• [Records to process]
PR #613, opened 2022-08-04
feat: add IconButton (internal)

divyanshu013:
## Description

Adds IconButton. Lot of snapshot changes bumping up the diff stats.

## Open things

Few Todos that needs inputs:
- color tokens for surfaceAction do not exist [Related thread](https://razorpay.slack.com/archives/G01B3LQ9H0W/p1659520391997739?thread_ts=1659424387.058829&cid=G01B3LQ9H0W)
- currently I'm setting currentColor for svg and path using css since there isn't a way to pass currentColor to Icon. Should we allow that for Icons to enable this? [Related thread](https://razorpay.slack.com/archives/G01B3LQ9H0W/p1659447713147139)
  - exposed `currentColor` on icon
- there are discrepancies in size between code and figma [Related thread](https://razorpay.slack.com/archives/G01B3LQ9H0W/p1659517877637939?thread_ts=1659434153.316999&cid=G01B3LQ9H0W)

### Web

- [Storybook](https://61c19ee8d3d282003ac1d81c-oeanmowhaz.chromatic.com/?path=/story/components-iconbutton-internal--icon-button&globals=measureEnabled:false)

| Default | Focus | High contrast |
| - | - | - |
|  image | image | image |

### Native

1. low contrast
2. high contrast

| Default | Active (pressed) |
| - | - |
| Simulator Screen Shot - iPhone 13 - 2022-08-10 at 21 26 53 | Simulator Screen Shot - iPhone 13 - 2022-08-10 at 21 27 23 |
| Simulator Screen Shot - iPhone 13 - 2022-08-10 at 21 27 47 | Simulator Screen Shot - iPhone 13 - 2022-08-10 at 21 27 49 |

## Recording

Hard to see color diff on pressing button

https://user-images.githubusercontent.com/6682655/183979904-5a9ea324-b390-44e3-a15d-30f8e77b0c7d.mp4


divyanshu013:
@chaitanyadeorukhkar @anuraghazra @kamleshchandnani could you please take an early look for feedback?

packages/blade/src/components/IconButton/IconButton.tsx
```diff
@@ -0,0 +1,39 @@
...
+import { makeAccessible } from '~src/utils/makeAccessible';
+
+export type IconButtonProps = {
+  /** Icon component to be rendered, eg. `CloseIcon` */
+  icon: IconComponent;
+  onClick: () => void;
+  size?: 'medium' | 'large'; // todo: discrepancy in size between code and figma
+  contrast?: 'low' | 'high';
+  /** **a11y**: Sets aria-label to help users know what the action does, eg 'Dismiss alert' */
+  accessibilityLabel: string;
```
anuraghazra, line 14: Let's format this correctly, and use a consistent jsdoc comment habit.

packages/blade/src/components/IconButton/StyledIconButton.web.tsx
```diff
@@ -0,0 +1,46 @@
...
+    background: 'transparent',
+    display: 'flex',
+    alignItems: 'center',
+    justifyContent: 'center',
+    color: linkColorToken.default[contrastToken],
+    transition: `all ${motionToken.duration.xquick} ${motionToken.easing.standard.effective}`,
+
+    'svg, path': {
+      // todo: should be ideally set in Icon component
+      fill: 'currentColor',
```
anuraghazra, line 27: How does currentColor work in react-native?

divyanshu013: [Support](https://github.com/react-native-svg/react-native-svg/blob/main/USAGE.md#svg) is there. Though I haven't implemented the native code *yet*. Should work in theory 🤞

kamleshchandnani:
>currently I'm setting currentColor for svg and path using css since there isn't a way to pass currentColor to Icon. Should we allow that for Icons to enable this? [Related thread](https://razorpay.slack.com/archives/G01B3LQ9H0W/p1659447713147139)

isn't the color of the iconbutton same as our existing icons?

divyanshu013:
No, the tokens seem different on Figma. Please check this part:

> color tokens for surfaceAction do not exist [Related thread](https://razorpay.slack.com/archives/G01B3LQ9H0W/p1659520391997739?thread_ts=1659424387.058829&cid=G01B3LQ9H0W)

packages/blade/src/components/IconButton/StyledIconButton.web.tsx
```diff
@@ -0,0 +1,46 @@
...
+    },
+
+    '&:hover': {
+      color: linkColorToken.hover[contrastToken],
+    },
```
kamleshchandnani, line 32: most of the styles overlap with button, do you think it'll be better to abstract it in a function(like I did for typography) and expose and use it here as well or it might be premature abstraction?

packages/blade/src/components/IconButton/IconButton.tsx
```diff
@@ -0,0 +1,39 @@
+import type { ReactElement } from 'react';
```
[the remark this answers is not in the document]
divyanshu013: Thinking `components/IconButton`. But we can consider something else for internal components too.

packages/blade/src/components/IconButton/IconButton.tsx
```diff
@@ -0,0 +1,39 @@
...
+import type { IconComponent } from '..';
+
+import StyledIconButton from './StyledIconButton.web';
+import { makeAccessible } from '~src/utils/makeAccessible';
```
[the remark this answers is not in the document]
divyanshu013: VSCode auto import 😅

packages/blade/src/components/IconButton/StyledIconButton.web.tsx
```diff
@@ -0,0 +1,46 @@
...
+    border: 'none',
+    cursor: 'pointer',
+    padding: 0,
+    borderRadius: theme.border.radius.small,
+    background: 'transparent',
+    display: 'flex',
+    alignItems: 'center',
+    justifyContent: 'center',
+    color: linkColorToken.default[contrastToken],
+    transition: `all ${motionToken.duration.xquick} ${motionToken.easing.standard.effective}`,
```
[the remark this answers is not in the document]
divyanshu013: Color transition on hover / focus / active

packages/blade/src/components/IconButton/IconButton.tsx
divyanshu013: Right, we can definitely consider that.

Though for this PR, to keep things scoped, I'll format the JSDocs correctly.

packages/blade/src/components/IconButton/StyledIconButton.web.tsx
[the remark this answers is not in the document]
divyanshu013: Definitely. Just wanted a 👍 for the approach. Will abstract along with native implementation. Was planning to do that in a separate PR to keep things small?

packages/blade/src/components/IconButton/StyledIconButton.web.tsx
divyanshu013: I think based on our [discussion](https://razorpay.slack.com/archives/G01B3LQ9H0W/p1659352774861379?thread_ts=1659348526.339609&cid=G01B3LQ9H0W) plan was to make this not adhere to Button's constraints. I think we can consider an abstraction later perhaps.

packages/blade/src/components/IconButton/StyledIconButton.web.tsx
```diff
@@ -0,0 +1,46 @@
...
+
+    '&:hover': {
+      color: linkColorToken.hover[contrastToken],
+    },
+
+    '&:focus': {
+      outline: 'none',
+      boxShadow: `0px 0px 0px 4px ${theme.colors.brand.primary[400]}`,
+      color: linkColorToken.focus[contrastToken],
+    },
```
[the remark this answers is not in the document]
divyanshu013: There are slight deviations here, for example considering button:
- We don't show a border here
- We don't change background

So if we want to abstract only focus ring we can consider moving `outline` and `boxShadow` separately, which does make sense because on Figma this is a separate common abstraction. Will dig around other components and update.

packages/blade/src/components/IconButton/StyledIconButton.web.tsx
chaitanyadeorukhkar: React native doesn't support `&:hover`, `&:active` so even if we use `currentColor` there, we'll have to change the color with Pressable's `pressed` from it's style or children (similar to the implementation on Link). 

This approach looks cleaner for web though, we can avoid JS here 👌

packages/blade/src/components/IconButton/StyledIconButton.web.tsx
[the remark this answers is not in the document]
chaitanyadeorukhkar: Yeah. At the very least have a `getFocusRingStyles()`?

packages/blade/src/components/IconButton/IconButton.tsx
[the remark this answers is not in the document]
nashcheez: We should extract out common components into a separate directory and just keep the components we expose inside `components/*`. This could be similar to how we have the `utils` folder. Maybe have a `common/` that can include `IconButton`, `Label`, `ValidationState` etc. ?

packages/blade/src/components/IconButton/IconButton.tsx
```diff
@@ -0,0 +1,39 @@
...
+};
+
+/**
+ * Internal component for making clickable icons
+ */
+const IconButton = ({
+  icon: Icon,
+  onClick,
+  size = 'medium',
+  contrast = 'low',
```
nashcheez, line 24: I was of the impression we were only scoping a transparent icon button as part of this, why include a `contrast` then? Is the usage of the `contrast` specific to Alerts?

nashcheez: In our use cases in the dark background I see the `IconButton` will have a transparent background (like in Alerts). Maybe I am missing something?

Screenshot 2022-08-05 at 5 57 37 PM

packages/blade/src/components/IconButton/IconButton.tsx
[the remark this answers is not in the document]
divyanshu013: We also have other internal components which reside in the same `components/` directory like BaseButton, BaseInput, etc. 🤔

packages/blade/src/components/IconButton/IconButton.tsx
divyanshu013: For high contrast components, the colors are different:

| Low contrast | High contrast |
| - | - |
| `Action/Surface/Icon/lowContrast/Default`  | `Action/Surface/Icon/highContrast/Default` |
| image | image |

packages/blade/src/components/IconButton/StyledIconButton.web.tsx
divyanshu013: So it seems with `react-native-svg` it can only derive the `currentColor` on elements inside `Svg`, not directly on `Svg`, having `color="currentColor"` crashes it. So it seems for native we'll have to use similar approach we did earlier with Animated and Pressable.

packages/blade/src/components/IconButton/StyledIconButton.web.tsx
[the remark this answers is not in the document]
divyanshu013: I see that we're using focus ring in different ways, in some components as CSS and at some places via helper functions. Probably can be taken up as a separate PR.

packages/blade/src/components/IconButton/StyledIconButton.web.tsx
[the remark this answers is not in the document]
divyanshu013: Don't think we need any abstraction here, please have a look at the native implementation.

packages/blade/src/components/IconButton/IconButton.tsx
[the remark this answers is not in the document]
kamleshchandnani: Would rather suggest to keep it closer where it belongs so for Label we have a Form directory where we have kept it and all other utils and helpers for form also go there so here i think we can move it to `components/Button`. thoughts?

packages/blade/src/components/IconButton/IconButton.tsx
```diff
@@ -0,0 +1,54 @@
+import type { ReactElement } from 'react';
+
+import type { IconComponent } from '..';
+import StyledIconButton from './StyledIconButton';
+
+export type IconButtonProps = {
```
kamleshchandnani, line 6: how are we deciding the color?

packages/blade/src/components/IconButton/StyledIconButton.native.tsx
```diff
@@ -0,0 +1,55 @@
...
+
+type GetIconColorTokenParams = {
+  isPressed: boolean;
+  contrast: ColorContrastTypes;
+};
+
+type State = 'active' | 'default';
+type IconColorToken = `feedback.neutral.action.icon.link.${State}.${ColorContrastTypes}Contrast`;
+
+const getIconColorToken = ({ isPressed, contrast }: GetIconColorTokenParams): IconColorToken => {
```
kamleshchandnani, line 17: not a blocker: inline it since it's used anywhere else?

packages/blade/src/components/Icons/index.tsx
```diff
@@ -16,7 +16,10 @@ type ActionIconColors = `action.icon.${DotNotationColorStringToken<
 
 export type IconSize = 'large' | 'medium' | 'small' | 'xlarge' | 'xsmall' | 'xxsmall';
 export type IconProps = {
-  color: ActionIconColors | FeedbackIconColors | FeedbackActionIconColors;
+  /**
+   * Color token (not to be confused with actual hsla value)
+   */
+  color: ActionIconColors | FeedbackIconColors | FeedbackActionIconColors | 'currentColor'; // currentColor is useful for letting the SVG inherit color property from its container
```
kamleshchandnani, line 22: should we rather add suffix as `Token`? if it wasted your whole day to debug 😅

kamleshchandnani (commented):
overall looks good to me, just few open questions.

also, there's an empty file - `packages/blade/src/components/IconButton/styles.ts` not sure if that's intended

kamleshchandnani:
@saurav12 @divyanshu013  we also need a small size icon button so we can use that in input field. let's sort the icon sizes issue before we merge this

packages/blade/src/components/IconButton/IconButton.tsx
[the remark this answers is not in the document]
divyanshu013: Sounds good, it's anyway a button variation. Will move it

packages/blade/.storybook/react-native/storybook.requires.js
```diff
@@ -1,15 +1,20 @@
...
+  addDecorator,
+  addParameters,
+  addArgsEnhancer,
+} from "@storybook/react-native";
 
-import '@storybook/addon-ondevice-notes/register';
-import '@storybook/addon-ondevice-controls/register';
-import '@storybook/addon-ondevice-backgrounds/register';
-import '@storybook/addon-ondevice-actions/register';
+import "@storybook/addon-ondevice-notes/register";
```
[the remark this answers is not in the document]
divyanshu013: It auto generated this with double quotes when I ran `yarn react-native:storybook:ios` 😅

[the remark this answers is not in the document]
kamleshchandnani: yeah but i guess then prettier makes it single quote on pre-commit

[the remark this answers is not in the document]
chaitanyadeorukhkar: +1. Try going to the file and saving. It should format this

packages/blade/.storybook/react-native/storybook.requires.js
```diff
@@ -1,15 +1,20 @@
 /* do not change this file, it is auto generated by storybook. */
```
chaitanyadeorukhkar, line 1: Need to run prettier here

packages/blade/src/components/IconButton/IconButton.stories.internal.tsx
```diff
@@ -0,0 +1,66 @@
...
+const meta: Meta<IconButtonProps> = {
+  title: 'Components/IconButton (Internal)',
+  component: IconButtonComponent,
+  args: {
+    size: 'medium',
+    contrast: 'low',
+    accessibilityLabel: 'Close',
+  },
+  argTypes: {
+    onClick: { action: 'onClick' },
```
chaitanyadeorukhkar, line 40: I don't think we need to specify this. It should assume all onClicks as actions, right?

packages/blade/src/components/IconButton/IconButton.tsx
```diff
@@ -0,0 +1,54 @@
+import type { ReactElement } from 'react';
+
+import type { IconComponent } from '..';
```
chaitanyadeorukhkar, line 3: Lets be specific here?
```suggestion
import type { IconComponent } from './IconButton.d';
```

packages/blade/src/components/IconButton/__tests__/IconButton.native.test.tsx
```diff
@@ -0,0 +1,41 @@
...
+  it('should render', () => {
+    const noop = () => {};
+    const { toJSON } = renderWithTheme(
+      <IconButton accessibilityLabel="Close" icon={CloseIcon} onClick={noop} />,
+    );
+
+    expect(toJSON()).toMatchSnapshot();
+  });
+
+  it('should handle callback', () => {
```
chaitanyadeorukhkar, line 20: Do you mean should handle onClick? Callback would be the function passed as 1st argument to `onClick`. We're not asserting that here anywhere? Refer Button/Link's tests for callback vs onclick tests

packages/blade/src/components/IconButton/__tests__/IconButton.native.test.tsx
```diff
@@ -0,0 +1,41 @@
...
+    const { getByRole } = renderWithTheme(
+      <IconButton accessibilityLabel="Close" icon={CloseIcon} onClick={onClick} />,
+    );
+    const iconButton = getByRole('button');
+    fireEvent.press(iconButton);
+
+    expect(onClick).toHaveBeenCalledTimes(1);
+  });
+
+  it('should have a11y label', () => {
```
chaitanyadeorukhkar, line 31: nit: 
```suggestion
  it('should have accessibility label', () => {
```

packages/blade/src/components/IconButton/index.ts
```diff
@@ -0,0 +1 @@
+export { default } from './IconButton';
```
chaitanyadeorukhkar, line 1: Named export? 😅 
```suggestion
export { IconButton, IconButtonProps } from './IconButton';
```

packages/blade/src/components/Icons/useIconProps/useIconProps.tsx
```diff
@@ -33,7 +33,7 @@ function useIconProps({
 }: IconProps): { height: string; width: string; iconColor: string } {
   const { theme } = useTheme();
   const { height, width } = getIconDimensions({ size });
-  const iconColor = get(theme.colors, color, '');
+  const iconColor = color === 'currentColor' ? 'currentColor' : get(theme.colors, color, '');
```
chaitanyadeorukhkar, line 36: nit
```suggestion
  const iconColor = color === 'currentColor' ? color : get(theme.colors, color, '');
```

chaitanyadeorukhkar (changes requested):

packages/blade/src/components/IconButton/StyledIconButton.native.tsx
```diff
@@ -0,0 +1,55 @@
...
+  onClick,
+  size,
+  contrast,
+  accessibilityLabel,
+}: StyledIconButtonProps): ReactElement => {
+  const [isPressed, setIsPressed] = useState(false);
+  const iconColorToken = getIconColorToken({ isPressed, contrast });
+
+  return (
+    <StyledPressable
```
chaitanyadeorukhkar, line 43: The clickable area is too small for a thumb to be able to record a press. Should add a [`hitSlop`](https://reactnative.dev/docs/pressable#hitslop) here?

divyanshu013: [Similar thoughts](https://razorpay.slack.com/archives/G01B3LQ9H0W/p1660135022356289) but I think we want to wait for some research on this before taking a call.

packages/blade/src/components/Icons/useIconProps/useIconProps.tsx
divyanshu013: This was more explicit 😄

packages/blade/src/components/IconButton/index.ts
divyanshu013: Oh, are we doing this for all components now?

packages/blade/src/components/IconButton/__tests__/IconButton.native.test.tsx
divyanshu013: I think `a11y` is more accessible to read and type than `accessibility` 😅

packages/blade/src/components/IconButton/__tests__/IconButton.native.test.tsx
```diff
@@ -0,0 +1,41 @@
...
+
+import { fireEvent } from '@testing-library/react-native';
+
+import IconButton from '../';
+import renderWithTheme from '~src/_helpers/testing/renderWithTheme.native';
+import { CloseIcon } from '~components/Icons';
+
+describe('<IconButton />', () => {
+  it('should render', () => {
+    const noop = () => {};
```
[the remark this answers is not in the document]
divyanshu013: Intentionally passing explicit function because I don't want to test the mock function in this block. Added a separate test case for mock function callback.

packages/blade/src/components/IconButton/StyledIconButton.native.tsx
```diff
@@ -0,0 +1,55 @@
...
+
+  return `feedback.neutral.action.icon.link.${state}.${contrastType}`;
+};
+
+type StyledPressableProps = {
+  contrast: ColorContrastTypes;
+};
+
+const StyledPressable = styled.Pressable<StyledPressableProps>({
+  alignSelf: 'flex-start', // ensure button only takes needed width
```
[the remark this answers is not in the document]
divyanshu013: I see, my rationale was if I place this button in a full width box it should appear to the left (start) and not automatically center.

packages/blade/src/components/IconButton/IconButton.tsx
divyanshu013: VSCode auto import 😅

packages/blade/src/components/IconButton/IconButton.stories.internal.tsx
divyanshu013: Right, can be skipped, thought to make it explicit

packages/blade/.storybook/react-native/storybook.requires.js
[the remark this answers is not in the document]
divyanshu013: Oh okay, will do, the file has a warning at the top so didn't touch it by hand 😬 

```js
/* do not change this file, it is auto generated by storybook. */
```

packages/blade/src/components/IconButton/IconButton.tsx
```diff
@@ -0,0 +1,54 @@
...
+   */
+  icon: IconComponent;
+  onClick: () => void;
+
+  /**
+   * Icon size
+   *
+   * @default 'medium'
+   */
+  size?: 'medium' | 'large'; // todo: discrepancy in size between code and figma
```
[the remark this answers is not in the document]
divyanshu013: Not yet, @chaitanyadeorukhkar has taken up a task for that. Will also convert this comment to an issue for tracking.

packages/blade/src/components/IconButton/IconButton.tsx
divyanshu013: With this approach, the consumer will also need to pass hover, active, focus colors, etc. Was replicating the [design](https://www.figma.com/file/jubmQL9Z8V7881ayUD95ps/Blade---Payment-Light?node-id=12702%3A149930) here. In figma the tokens are coming from `action/surface` 🤔 /cc @saurav12

packages/blade/src/components/IconButton/IconButton.tsx
divyanshu013: Discussing [above](https://github.com/razorpay/blade/pull/613#discussion_r944196472)

packages/blade/src/components/Icons/index.tsx
divyanshu013: That might be a good idea but it would be a breaking change so let's get some more opinions perhaps /cc @anuraghazra @chaitanyadeorukhkar

packages/blade/src/components/IconButton/StyledIconButton.native.tsx
```diff
@@ -0,0 +1,55 @@
...
+import { makeAccessible } from '~utils';
+import type { ColorContrastTypes } from '~tokens/theme/theme';
+
+type GetIconColorTokenParams = {
+  isPressed: boolean;
+  contrast: ColorContrastTypes;
+};
+
+type State = 'active' | 'default';
+type IconColorToken = `feedback.neutral.action.icon.link.${State}.${ColorContrastTypes}Contrast`;
```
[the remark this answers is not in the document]
divyanshu013: Discussing [above](https://github.com/razorpay/blade/pull/613#discussion_r944196472).

packages/blade/src/components/IconButton/IconButton.tsx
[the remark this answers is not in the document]
divyanshu013: Moved in https://github.com/razorpay/blade/pull/613/commits/963d8b8d376877a21c3cc3b37953cf486ad341bb

packages/blade/src/components/IconButton/StyledIconButton.native.tsx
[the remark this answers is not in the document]
chaitanyadeorukhkar: Yeah, that makes sense too. We can't predict what the consumer would want most of the times. I've been habitual to making it center because that has fit most use-cases in the past. Anyway, we've done center for Button, Link & Badge too. Would be better if we kept the same experience across components so that the consumer doesn't suddenly see some different behaviour for some components right?

packages/blade/src/components/IconButton/index.ts
chaitanyadeorukhkar: I think so, yes 😅

packages/blade/src/components/IconButton/StyledIconButton.native.tsx
chaitanyadeorukhkar: Responded there. We do need some hitSlop at least for IconButton. This would be too small for a human thumb to be able to press it

packages/blade/src/components/IconButton/StyledIconButton.web.tsx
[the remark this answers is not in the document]
divyanshu013: Resolved in https://github.com/razorpay/blade/pull/613/commits/a7c992a1205f00da61795e47039c46eb4457f64a

packages/blade/src/components/IconButton/StyledIconButton.native.tsx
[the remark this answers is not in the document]
divyanshu013: Resolved in https://github.com/razorpay/blade/pull/613/commits/a7c992a1205f00da61795e47039c46eb4457f64a

packages/blade/src/components/IconButton/__tests__/IconButton.native.test.tsx
divyanshu013: Resolved in https://github.com/razorpay/blade/pull/613/commits/a7c992a1205f00da61795e47039c46eb4457f64a

packages/blade/src/components/IconButton/IconButton.tsx
divyanshu013: After discussions, plan is to go ahead with current implementation and pick the colors off the new surface.action tokens. Will create a followup once the tokens are updated on figma and code.

packages/blade/src/components/IconButton/StyledIconButton.native.tsx
divyanshu013: Resolved in https://github.com/razorpay/blade/pull/613/commits/1522ef438febf3bd4460334b869493793813b17d

packages/blade/src/components/IconButton/IconButton.stories.internal.tsx
divyanshu013: So it turns out without this, the click action doesn't work on android. Confirmed for buttons too. Works fine on ios. So we'll need these.

packages/blade/src/components/IconButton/StyledIconButton.native.tsx
divyanshu013: Holding on to this so we've design inputs first. Think we can merge this in for the moment and revisit later with more design inputs.

packages/blade/src/components/IconButton/index.ts
divyanshu013: Done in https://github.com/razorpay/blade/pull/613/commits/aaf6244a6828a7dd0e0c8278c201e6ab43ced2e1

packages/blade/src/components/IconButton/IconButton.tsx
```diff
@@ -0,0 +1,54 @@
...
+
+  /**
+   * Icon contrast
+   *
+   * @default 'low'
+   */
+  contrast?: 'low' | 'high';
```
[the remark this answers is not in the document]
divyanshu013: Discussing https://github.com/razorpay/blade/pull/613#discussion_r944196472.

chaitanyadeorukhkar (approved):

packages/blade/src/components/IconButton/StyledIconButton.web.tsx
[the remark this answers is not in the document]
divyanshu013: Tracking https://github.com/razorpay/blade/issues/638

packages/blade/src/components/IconButton/StyledIconButton.native.tsx
divyanshu013: Tracking https://github.com/razorpay/blade/issues/639

packages/blade/src/components/Button/IconButton/StyledIconButton.native.tsx
```diff
@@ -0,0 +1,49 @@
...
+  contrast,
+  accessibilityLabel,
+}: StyledIconButtonProps): ReactElement => {
+  const [isPressed, setIsPressed] = useState(false);
+  const getIconColorToken = (): IconColorToken => {
+    const contrastType = contrast === 'high' ? 'highContrast' : 'lowContrast';
+    const state = isPressed ? 'active' : 'default';
+
+    return `feedback.neutral.action.icon.link.${state}.${contrastType}`;
+  };
```
anuraghazra, line 33: We should extract this out of the component.

packages/blade/src/components/Icons/index.tsx
anuraghazra: @kamleshchandnani you mean. ActionIconColorToken?

packages/blade/src/components/Button/IconButton/StyledIconButton.native.tsx
divyanshu013: Did that first but later inlined it. [Ref](https://github.com/razorpay/blade/pull/613#discussion_r944114607)

anuraghazra (approved):
LGTM

packages/blade/src/components/Button/IconButton/StyledIconButton.native.tsx
anuraghazra: Fine I guess. Just it will get recreated on each render.

packages/blade/src/components/Icons/index.tsx
divyanshu013: The `color` prop -> `colorToken`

• [Work order] Find and copy each line above that includes the string "first".

• [Response to this task]
divyanshu013: Holding on to this so we've design inputs first. Think we can merge this in for the moment and revisit later with more design inputs.
divyanshu013: Did that first but later inlined it. [Ref](https://github.com/razorpay/blade/pull/613#discussion_r944114607)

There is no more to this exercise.